[Material supplied]

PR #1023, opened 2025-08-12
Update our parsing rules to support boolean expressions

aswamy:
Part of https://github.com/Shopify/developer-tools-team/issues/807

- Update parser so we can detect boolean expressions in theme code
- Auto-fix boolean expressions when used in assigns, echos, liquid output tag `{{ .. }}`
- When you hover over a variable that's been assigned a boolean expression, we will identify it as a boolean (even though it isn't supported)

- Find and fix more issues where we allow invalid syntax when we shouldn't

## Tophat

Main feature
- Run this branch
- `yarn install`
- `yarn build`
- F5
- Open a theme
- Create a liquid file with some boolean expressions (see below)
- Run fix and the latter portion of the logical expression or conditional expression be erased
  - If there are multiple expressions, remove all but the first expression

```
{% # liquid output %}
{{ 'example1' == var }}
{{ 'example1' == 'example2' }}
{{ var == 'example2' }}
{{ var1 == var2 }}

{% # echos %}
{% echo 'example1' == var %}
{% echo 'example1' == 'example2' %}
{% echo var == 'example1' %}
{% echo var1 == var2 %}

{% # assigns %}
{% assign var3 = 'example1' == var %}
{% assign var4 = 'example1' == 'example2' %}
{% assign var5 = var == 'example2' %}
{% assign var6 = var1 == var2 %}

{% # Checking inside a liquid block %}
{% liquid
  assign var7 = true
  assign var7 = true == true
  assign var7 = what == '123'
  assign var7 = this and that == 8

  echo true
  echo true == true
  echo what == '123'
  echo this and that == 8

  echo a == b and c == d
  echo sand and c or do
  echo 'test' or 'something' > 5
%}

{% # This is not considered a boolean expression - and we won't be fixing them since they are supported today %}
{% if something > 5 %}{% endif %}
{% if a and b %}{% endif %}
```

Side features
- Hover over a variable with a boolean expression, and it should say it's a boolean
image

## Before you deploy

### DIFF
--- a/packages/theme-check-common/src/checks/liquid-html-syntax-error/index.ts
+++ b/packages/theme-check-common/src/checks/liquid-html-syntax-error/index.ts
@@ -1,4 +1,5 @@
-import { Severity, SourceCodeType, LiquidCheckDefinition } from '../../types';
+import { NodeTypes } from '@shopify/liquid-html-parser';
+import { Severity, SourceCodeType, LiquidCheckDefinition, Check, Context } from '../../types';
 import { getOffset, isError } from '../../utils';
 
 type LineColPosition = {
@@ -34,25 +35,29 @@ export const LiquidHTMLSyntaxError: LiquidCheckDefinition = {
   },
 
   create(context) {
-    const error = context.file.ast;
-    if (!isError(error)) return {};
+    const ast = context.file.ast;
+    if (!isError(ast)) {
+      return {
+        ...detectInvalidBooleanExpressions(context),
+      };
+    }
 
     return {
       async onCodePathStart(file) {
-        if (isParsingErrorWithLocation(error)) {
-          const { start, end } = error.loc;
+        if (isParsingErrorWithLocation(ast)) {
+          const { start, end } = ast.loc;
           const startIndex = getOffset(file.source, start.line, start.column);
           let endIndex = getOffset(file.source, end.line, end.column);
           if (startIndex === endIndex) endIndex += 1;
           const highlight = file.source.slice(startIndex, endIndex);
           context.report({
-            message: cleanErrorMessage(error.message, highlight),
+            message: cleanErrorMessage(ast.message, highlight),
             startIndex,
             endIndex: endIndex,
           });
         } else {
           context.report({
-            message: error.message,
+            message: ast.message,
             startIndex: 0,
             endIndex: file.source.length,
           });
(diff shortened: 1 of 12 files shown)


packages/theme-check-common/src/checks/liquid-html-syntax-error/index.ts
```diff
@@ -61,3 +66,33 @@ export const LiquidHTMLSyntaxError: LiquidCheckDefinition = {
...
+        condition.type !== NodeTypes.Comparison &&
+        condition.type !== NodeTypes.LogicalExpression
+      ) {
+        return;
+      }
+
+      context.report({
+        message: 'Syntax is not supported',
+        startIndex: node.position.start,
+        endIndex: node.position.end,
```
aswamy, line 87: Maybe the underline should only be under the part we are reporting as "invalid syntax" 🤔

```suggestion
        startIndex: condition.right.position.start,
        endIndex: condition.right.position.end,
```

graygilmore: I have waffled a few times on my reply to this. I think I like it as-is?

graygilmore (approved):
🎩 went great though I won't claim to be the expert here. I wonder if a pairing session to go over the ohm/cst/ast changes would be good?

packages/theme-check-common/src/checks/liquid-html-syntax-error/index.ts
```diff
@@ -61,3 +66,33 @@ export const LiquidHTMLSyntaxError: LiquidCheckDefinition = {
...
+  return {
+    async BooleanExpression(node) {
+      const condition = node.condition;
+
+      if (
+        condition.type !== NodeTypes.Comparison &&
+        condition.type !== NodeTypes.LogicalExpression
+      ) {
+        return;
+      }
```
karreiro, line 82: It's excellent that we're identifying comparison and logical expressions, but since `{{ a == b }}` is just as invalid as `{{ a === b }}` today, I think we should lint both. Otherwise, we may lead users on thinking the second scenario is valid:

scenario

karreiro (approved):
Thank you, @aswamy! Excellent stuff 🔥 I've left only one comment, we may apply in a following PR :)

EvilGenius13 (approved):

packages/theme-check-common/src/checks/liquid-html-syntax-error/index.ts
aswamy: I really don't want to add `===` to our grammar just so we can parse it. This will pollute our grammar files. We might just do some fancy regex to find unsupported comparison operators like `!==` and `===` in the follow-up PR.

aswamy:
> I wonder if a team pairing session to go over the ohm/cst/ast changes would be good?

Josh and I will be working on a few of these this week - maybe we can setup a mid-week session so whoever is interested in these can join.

[/Material supplied]
[Material supplied]

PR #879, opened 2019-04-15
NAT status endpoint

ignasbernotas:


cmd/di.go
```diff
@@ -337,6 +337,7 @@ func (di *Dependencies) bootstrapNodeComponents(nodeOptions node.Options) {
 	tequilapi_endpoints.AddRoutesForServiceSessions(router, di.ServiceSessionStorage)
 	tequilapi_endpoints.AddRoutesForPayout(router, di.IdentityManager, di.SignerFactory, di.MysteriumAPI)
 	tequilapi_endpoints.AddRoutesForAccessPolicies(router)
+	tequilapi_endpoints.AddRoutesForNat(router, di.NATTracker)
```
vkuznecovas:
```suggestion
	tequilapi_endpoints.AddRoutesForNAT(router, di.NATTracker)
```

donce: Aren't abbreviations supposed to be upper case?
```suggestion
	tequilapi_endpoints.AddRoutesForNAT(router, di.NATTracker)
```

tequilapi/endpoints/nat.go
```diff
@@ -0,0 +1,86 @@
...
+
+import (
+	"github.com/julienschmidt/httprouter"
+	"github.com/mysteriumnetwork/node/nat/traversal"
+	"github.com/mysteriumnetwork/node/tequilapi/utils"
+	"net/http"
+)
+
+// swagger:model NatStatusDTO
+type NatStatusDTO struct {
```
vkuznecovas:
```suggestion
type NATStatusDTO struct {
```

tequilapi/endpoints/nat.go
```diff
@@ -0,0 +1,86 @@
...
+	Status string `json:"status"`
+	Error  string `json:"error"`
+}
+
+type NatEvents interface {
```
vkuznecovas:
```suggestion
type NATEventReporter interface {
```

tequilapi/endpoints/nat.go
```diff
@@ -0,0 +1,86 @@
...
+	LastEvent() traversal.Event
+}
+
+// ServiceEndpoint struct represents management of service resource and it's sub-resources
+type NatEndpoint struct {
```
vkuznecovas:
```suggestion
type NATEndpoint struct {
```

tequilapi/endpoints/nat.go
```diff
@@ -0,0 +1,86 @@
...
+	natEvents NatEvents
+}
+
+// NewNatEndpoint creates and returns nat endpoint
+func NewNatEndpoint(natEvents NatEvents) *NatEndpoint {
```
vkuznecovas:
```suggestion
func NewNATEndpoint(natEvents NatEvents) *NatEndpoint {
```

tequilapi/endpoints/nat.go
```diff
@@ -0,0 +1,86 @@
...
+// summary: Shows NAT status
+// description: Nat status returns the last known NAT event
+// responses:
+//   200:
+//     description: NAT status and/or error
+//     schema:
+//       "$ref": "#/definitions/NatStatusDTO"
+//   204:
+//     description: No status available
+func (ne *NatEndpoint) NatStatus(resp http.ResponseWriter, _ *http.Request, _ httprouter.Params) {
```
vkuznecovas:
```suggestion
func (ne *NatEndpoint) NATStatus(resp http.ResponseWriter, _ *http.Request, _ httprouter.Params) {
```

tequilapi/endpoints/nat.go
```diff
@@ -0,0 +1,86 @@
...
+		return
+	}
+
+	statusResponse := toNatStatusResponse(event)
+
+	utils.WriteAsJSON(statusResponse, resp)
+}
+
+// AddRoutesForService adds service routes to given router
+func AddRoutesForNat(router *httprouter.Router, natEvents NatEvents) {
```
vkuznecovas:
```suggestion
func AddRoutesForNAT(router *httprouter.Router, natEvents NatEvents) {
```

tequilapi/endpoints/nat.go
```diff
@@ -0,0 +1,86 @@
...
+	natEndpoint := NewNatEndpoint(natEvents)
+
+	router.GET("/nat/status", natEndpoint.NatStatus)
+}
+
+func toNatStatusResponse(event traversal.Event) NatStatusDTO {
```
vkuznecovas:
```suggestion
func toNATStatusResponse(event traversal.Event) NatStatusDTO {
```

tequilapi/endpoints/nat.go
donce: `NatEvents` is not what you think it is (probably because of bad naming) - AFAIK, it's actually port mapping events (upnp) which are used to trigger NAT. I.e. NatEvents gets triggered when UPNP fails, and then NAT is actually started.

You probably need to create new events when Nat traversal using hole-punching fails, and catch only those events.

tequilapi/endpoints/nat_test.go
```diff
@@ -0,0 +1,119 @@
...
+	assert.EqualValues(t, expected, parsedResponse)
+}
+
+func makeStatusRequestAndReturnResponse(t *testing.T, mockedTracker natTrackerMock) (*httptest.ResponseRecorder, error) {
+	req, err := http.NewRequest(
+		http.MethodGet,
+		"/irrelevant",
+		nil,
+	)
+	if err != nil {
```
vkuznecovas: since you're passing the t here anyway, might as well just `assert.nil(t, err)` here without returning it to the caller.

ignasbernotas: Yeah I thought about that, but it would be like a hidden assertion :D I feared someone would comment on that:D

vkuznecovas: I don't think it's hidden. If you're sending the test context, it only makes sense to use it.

[/Material supplied]
[Material supplied]

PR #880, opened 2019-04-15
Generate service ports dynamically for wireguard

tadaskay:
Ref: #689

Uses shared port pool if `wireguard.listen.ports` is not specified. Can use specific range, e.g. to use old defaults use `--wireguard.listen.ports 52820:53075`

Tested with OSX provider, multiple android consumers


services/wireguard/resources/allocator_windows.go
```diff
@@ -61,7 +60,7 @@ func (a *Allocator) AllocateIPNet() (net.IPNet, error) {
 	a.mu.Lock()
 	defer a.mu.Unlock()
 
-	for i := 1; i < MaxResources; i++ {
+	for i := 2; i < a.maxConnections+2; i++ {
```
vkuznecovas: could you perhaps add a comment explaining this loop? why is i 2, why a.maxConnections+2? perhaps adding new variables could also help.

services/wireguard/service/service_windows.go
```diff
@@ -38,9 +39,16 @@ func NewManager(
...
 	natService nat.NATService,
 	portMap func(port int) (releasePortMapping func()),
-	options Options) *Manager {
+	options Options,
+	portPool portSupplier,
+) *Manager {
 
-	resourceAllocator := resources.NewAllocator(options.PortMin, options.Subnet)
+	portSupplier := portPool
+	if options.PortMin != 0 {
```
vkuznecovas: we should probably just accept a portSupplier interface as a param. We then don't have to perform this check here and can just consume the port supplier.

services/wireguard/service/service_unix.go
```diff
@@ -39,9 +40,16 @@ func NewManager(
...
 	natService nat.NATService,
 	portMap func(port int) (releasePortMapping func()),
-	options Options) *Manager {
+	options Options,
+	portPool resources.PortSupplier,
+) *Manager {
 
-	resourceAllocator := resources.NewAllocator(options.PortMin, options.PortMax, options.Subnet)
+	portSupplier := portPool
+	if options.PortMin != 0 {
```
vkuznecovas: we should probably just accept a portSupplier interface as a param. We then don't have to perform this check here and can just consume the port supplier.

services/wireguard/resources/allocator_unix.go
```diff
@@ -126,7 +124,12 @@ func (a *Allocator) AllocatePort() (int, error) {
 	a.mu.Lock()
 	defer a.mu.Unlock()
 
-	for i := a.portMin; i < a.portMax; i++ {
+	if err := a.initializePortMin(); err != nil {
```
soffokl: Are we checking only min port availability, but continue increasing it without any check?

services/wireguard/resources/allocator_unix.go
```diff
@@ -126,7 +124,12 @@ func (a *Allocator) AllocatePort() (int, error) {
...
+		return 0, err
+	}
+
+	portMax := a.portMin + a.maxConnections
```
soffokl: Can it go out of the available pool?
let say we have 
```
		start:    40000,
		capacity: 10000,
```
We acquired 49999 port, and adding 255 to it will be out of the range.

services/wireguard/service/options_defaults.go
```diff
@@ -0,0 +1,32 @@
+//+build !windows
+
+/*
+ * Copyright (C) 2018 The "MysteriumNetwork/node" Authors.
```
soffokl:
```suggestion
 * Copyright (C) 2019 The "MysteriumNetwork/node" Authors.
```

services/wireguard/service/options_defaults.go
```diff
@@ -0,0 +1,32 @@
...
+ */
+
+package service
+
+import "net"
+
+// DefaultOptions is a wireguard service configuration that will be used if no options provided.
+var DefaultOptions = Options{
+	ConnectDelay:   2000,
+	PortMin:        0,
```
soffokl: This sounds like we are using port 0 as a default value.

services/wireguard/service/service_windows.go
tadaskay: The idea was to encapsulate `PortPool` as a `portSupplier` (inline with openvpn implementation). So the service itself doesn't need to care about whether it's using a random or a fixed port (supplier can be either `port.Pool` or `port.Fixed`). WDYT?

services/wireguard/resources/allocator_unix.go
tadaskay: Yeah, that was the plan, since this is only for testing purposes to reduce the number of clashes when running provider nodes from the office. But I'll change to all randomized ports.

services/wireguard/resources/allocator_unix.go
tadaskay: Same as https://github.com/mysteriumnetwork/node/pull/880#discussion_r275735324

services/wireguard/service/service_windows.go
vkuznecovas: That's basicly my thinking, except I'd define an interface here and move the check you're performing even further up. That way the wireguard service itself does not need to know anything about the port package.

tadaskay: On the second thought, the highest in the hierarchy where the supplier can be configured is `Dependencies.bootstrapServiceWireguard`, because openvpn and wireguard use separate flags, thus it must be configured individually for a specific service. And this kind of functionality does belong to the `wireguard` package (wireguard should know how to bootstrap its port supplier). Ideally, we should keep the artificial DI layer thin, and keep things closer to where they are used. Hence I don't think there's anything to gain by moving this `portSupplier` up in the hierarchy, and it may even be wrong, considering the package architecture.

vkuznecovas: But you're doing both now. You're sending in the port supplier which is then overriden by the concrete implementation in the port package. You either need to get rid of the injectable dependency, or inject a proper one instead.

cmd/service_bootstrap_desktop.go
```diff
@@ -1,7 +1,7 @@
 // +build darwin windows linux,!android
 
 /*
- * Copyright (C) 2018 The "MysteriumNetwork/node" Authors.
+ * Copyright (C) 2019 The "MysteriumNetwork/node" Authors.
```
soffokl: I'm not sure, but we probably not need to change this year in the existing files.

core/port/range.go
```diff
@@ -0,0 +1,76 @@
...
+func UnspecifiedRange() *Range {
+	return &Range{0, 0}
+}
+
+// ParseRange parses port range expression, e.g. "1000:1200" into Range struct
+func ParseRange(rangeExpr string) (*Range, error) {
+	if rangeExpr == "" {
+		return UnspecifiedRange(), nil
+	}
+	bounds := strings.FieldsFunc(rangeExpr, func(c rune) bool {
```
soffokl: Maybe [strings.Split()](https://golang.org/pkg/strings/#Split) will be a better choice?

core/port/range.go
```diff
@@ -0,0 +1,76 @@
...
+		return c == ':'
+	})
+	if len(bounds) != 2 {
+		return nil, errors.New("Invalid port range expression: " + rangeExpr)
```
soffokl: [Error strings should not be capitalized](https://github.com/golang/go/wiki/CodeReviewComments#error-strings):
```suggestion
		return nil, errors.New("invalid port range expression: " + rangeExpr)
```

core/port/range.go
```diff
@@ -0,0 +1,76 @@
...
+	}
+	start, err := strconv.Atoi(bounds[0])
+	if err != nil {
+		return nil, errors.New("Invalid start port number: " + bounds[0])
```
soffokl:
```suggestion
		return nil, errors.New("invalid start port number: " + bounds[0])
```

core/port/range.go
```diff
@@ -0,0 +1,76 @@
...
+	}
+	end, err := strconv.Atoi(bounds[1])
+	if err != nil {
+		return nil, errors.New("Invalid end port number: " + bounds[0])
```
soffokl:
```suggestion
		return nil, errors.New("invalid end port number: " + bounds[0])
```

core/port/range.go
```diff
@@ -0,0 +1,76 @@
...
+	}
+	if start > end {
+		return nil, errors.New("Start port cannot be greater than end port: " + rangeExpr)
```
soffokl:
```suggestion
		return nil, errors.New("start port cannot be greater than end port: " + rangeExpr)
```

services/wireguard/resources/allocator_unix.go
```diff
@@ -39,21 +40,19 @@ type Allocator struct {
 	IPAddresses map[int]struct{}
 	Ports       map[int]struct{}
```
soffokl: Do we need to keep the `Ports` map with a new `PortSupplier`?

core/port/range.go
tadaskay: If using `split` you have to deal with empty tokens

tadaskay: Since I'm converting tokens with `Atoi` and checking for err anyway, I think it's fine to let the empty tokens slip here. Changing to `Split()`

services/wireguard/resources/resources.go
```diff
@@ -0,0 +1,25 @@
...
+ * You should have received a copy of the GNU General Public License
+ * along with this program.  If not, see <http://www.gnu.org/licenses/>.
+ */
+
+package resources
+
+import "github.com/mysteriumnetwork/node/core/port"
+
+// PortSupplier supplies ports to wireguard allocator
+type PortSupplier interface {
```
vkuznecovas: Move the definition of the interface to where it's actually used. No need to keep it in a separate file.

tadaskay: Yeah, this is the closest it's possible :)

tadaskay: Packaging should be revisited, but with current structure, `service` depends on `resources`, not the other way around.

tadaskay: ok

[/Material supplied]

**Exercise brief:** Using the data above, transcribe the lines that run from the line with "PR #1023, opened 2025-08-12" to the line with "- When you hover", both ends kept, and output nothing else.

**Written response:**
PR #1023, opened 2025-08-12
Update our parsing rules to support boolean expressions

aswamy:
Part of https://github.com/Shopify/developer-tools-team/issues/807

- Update parser so we can detect boolean expressions in theme code
- Auto-fix boolean expressions when used in assigns, echos, liquid output tag `{{ .. }}`
- When you hover over a variable that's been assigned a boolean expression, we will identify it as a boolean (even though it isn't supported)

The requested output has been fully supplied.